Exercise brief: Do any lines in the data below contain "handlers"? If so, copy every one of them.

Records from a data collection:
PR #9361, opened 2021-02-09
Remove unneeded type constraints on 3rd party protocol lookup responses

babolivier:
Synapse checks that the `fields` object in 3rd party protocol lookup responses from app services only includes string values, but [the spec](https://matrix.org/docs/spec/application_service/r0.1.2#get-matrix-app-v1-thirdparty-user-protocol) says there's no such constraint.

### DIFF
--- a/changelog.d/9361.bugfix
+++ b/changelog.d/9361.bugfix
@@ -1,0 +1,1 @@
+Fix a bug causing Synapse to impose the wrong type constraints on fields when processing responses from appservices to `/_matrix/app/v1/thirdparty/user/{protocol}`.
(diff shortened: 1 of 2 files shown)


clokep (approved):
Seems reasonable.

clokep:
I debated briefly if we should assert it a str / int / bool / `None` or something, but looks the spec just says it is anything...

Hopefully other bits of our code don't assume that the fields are a string?

babolivier:
> Hopefully other bits of our code don't assume that the fields are a string?

When testing my appservice (which relies on Synapse passing through lookup results including boolean values in the fields), I had no result with this check in Synapse, and was getting results passed through when I removed it. On top of this `query_3pe` is only in two code path and in both cases we pass through the appservice's response directly (with only the checks in `query_3pe`). So I believe it's the only place we do this assumption.

PR #9362, opened 2021-02-09
Clean up caching/locking of OIDC metadata load

richvdh:
There are a few commits here, with the broad goal of cleaning up the way we construct the metadata cache. Sorry it won't be particularly easy to see what's going on - I couldn't find a way to break it down to make it much more obvious.

### DIFF
--- a/synapse/handlers/oidc_handler.py
+++ b/synapse/handlers/oidc_handler.py
@@ -246,6 +246,7 @@ class OidcProvider:
 
         self._token_generator = token_generator
 
+        self._config = provider
         self._callback_url = hs.config.oidc_callback_url  # type: str
 
         self._scopes = provider.scopes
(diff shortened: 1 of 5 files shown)


synapse/handlers/oidc_handler.py
```diff
@@ -363,30 +360,48 @@ def _uses_userinfo(self) -> bool:
...
+
+    async def _load_metadata(self) -> OpenIDProviderMetadata:
+        # init the metadata from our config
+        metadata = OpenIDProviderMetadata(
+            issuer=self._config.issuer,
+            authorization_endpoint=self._config.authorization_endpoint,
+            token_endpoint=self._config.token_endpoint,
+            userinfo_endpoint=self._config.userinfo_endpoint,
+            jwks_uri=self._config.jwks_uri,
+        )  # type: OpenIDProviderMetadata
```
clokep, line 393: I'm surprised you need to specify the type here?

clokep (approved):
I think this looks OK.

synapse/handlers/oidc_handler.py
richvdh: so am I. removed.

PR #9868, opened 2021-04-22
Pass back errors to the client when trying multiple federation destinations

clokep:
This is based off a discussion: https://github.com/matrix-org/synapse/pull/9814#discussion_r614735955

The goal of this is to pass back better error messages to the client when using the `_try_destination_list` helper in `FederationClient`. The overall approach is to ensure that the callbacks passed to that raise `HttpResponseException` when they receive an error that should *stop* trying not destinations and be returned to the client. (Previously each destination would be tried and the client gets a generic 502 error: "Failed to something via any server")

This is broken into small commits which should be reviewable separately.

I think it was likely an error previously that the callbacks raised `SynapseError` (which cause `_try_destination_list` to try the next server) as opposed to raising the `HttpResponseException`, which short circuits and kills the request.


synapse/federation/federation_client.py
```diff
@@ -744,15 +755,10 @@ async def _do_send_join(self, destination: str, pdu: EventBase) -> JsonDict:
...
-                # If we receive an error response that isn't a generic error, or an
-                # unrecognised endpoint error, we  assume that the remote understands
-                # the v2 invite API and this is a legitimate error.
-                if err.errcode not in [Codes.UNKNOWN, Codes.UNRECOGNIZED]:
-                    raise
-            else:
+            # If an error is received that is due to an unrecognised endpoint,
+            # fallback to the v1 endpoint. Otherwise consider it a legitmate error
+            # and raise.
+            if not self._is_unknown_endpoint(e, e.to_synapse_error()):
```
richvdh, line 761: it's tempting to move the `to_synapse_error` call into `_is_unknown_endpoint` even though that causes duplication in `_try_destination_list`. I feel like that makes `_is_unknown_endpoint` clearer.

synapse/federation/federation_client.py
```diff
@@ -821,28 +821,19 @@ async def _do_send_invite(
...
                     raise SynapseError(
                         400,
                         "User's homeserver does not support this room version",
                         Codes.UNSUPPORTED_ROOM_VERSION,
                     )
-            elif e.code in (403, 429):
-                raise e.to_synapse_error()
             else:
-                raise
+                raise err
```
richvdh, line 836: you might update the docstring to clarify the behaviour, while you're changing it.

changelog.d/9868.bugfix
```diff
@@ -0,0 +1 @@
+Fix a long-standing bug where errors from federation did not propagate to the client.
```
richvdh, line 1: The changes all look sensible, but I'm not entirely sure which errors which were previously swallowed are now propagated correctly. Do you have any examples?

richvdh (commented):
generally lgtm. a few little nits.

synapse/federation/federation_client.py
clokep: I also debated whether we could make it optional and generate it inside of `_is_unknown_endpoint` if it isn't provided?

changelog.d/9868.bugfix
clokep: Well the rationale for the work is the 403 error in #9814 is now passed back to the client as a 403, instead of a 400.

clokep: I should probably mention that this is tested by matrix-org/complement#99.

erikjohnston (approved):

Response below:
--- a/synapse/handlers/oidc_handler.py
+++ b/synapse/handlers/oidc_handler.py
synapse/handlers/oidc_handler.py
synapse/handlers/oidc_handler.py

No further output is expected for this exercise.